#### What the exercise asks
Please write out, exactly, every line of the listing from its first line through the one that includes "it's interesting that".

#### Data records
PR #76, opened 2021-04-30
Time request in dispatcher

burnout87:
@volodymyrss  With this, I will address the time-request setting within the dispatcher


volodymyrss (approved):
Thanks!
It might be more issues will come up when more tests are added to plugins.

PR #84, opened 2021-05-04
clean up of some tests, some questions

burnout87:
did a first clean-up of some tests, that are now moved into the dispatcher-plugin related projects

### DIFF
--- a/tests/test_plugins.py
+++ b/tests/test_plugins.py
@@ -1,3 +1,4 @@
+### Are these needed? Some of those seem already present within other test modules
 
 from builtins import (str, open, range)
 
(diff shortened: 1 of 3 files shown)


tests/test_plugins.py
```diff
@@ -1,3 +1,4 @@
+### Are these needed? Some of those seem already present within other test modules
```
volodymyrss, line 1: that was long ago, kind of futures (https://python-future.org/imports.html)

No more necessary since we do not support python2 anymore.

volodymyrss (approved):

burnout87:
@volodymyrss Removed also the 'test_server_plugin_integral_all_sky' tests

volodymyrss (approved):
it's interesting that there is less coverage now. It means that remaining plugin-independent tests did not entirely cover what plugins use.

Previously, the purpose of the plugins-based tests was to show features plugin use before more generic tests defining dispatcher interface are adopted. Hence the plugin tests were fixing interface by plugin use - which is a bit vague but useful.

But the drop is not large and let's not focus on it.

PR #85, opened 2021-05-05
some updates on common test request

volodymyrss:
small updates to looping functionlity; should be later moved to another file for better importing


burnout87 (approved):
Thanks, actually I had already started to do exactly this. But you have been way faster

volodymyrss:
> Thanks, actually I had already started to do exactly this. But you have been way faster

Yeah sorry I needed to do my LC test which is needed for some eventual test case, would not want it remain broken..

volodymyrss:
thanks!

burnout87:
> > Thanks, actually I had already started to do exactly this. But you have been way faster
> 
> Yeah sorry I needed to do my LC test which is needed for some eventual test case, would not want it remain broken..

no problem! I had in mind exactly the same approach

#### Expected answer
PR #76, opened 2021-04-30
Time request in dispatcher

burnout87:
@volodymyrss  With this, I will address the time-request setting within the dispatcher


volodymyrss (approved):
Thanks!
It might be more issues will come up when more tests are added to plugins.

PR #84, opened 2021-05-04
clean up of some tests, some questions

burnout87:
did a first clean-up of some tests, that are now moved into the dispatcher-plugin related projects

### DIFF
--- a/tests/test_plugins.py
+++ b/tests/test_plugins.py
@@ -1,3 +1,4 @@
+### Are these needed? Some of those seem already present within other test modules
 
 from builtins import (str, open, range)
 
(diff shortened: 1 of 3 files shown)


tests/test_plugins.py
```diff
@@ -1,3 +1,4 @@
+### Are these needed? Some of those seem already present within other test modules
```
volodymyrss, line 1: that was long ago, kind of futures (https://python-future.org/imports.html)

No more necessary since we do not support python2 anymore.

volodymyrss (approved):

burnout87:
@volodymyrss Removed also the 'test_server_plugin_integral_all_sky' tests

volodymyrss (approved):
it's interesting that there is less coverage now. It means that remaining plugin-independent tests did not entirely cover what plugins use.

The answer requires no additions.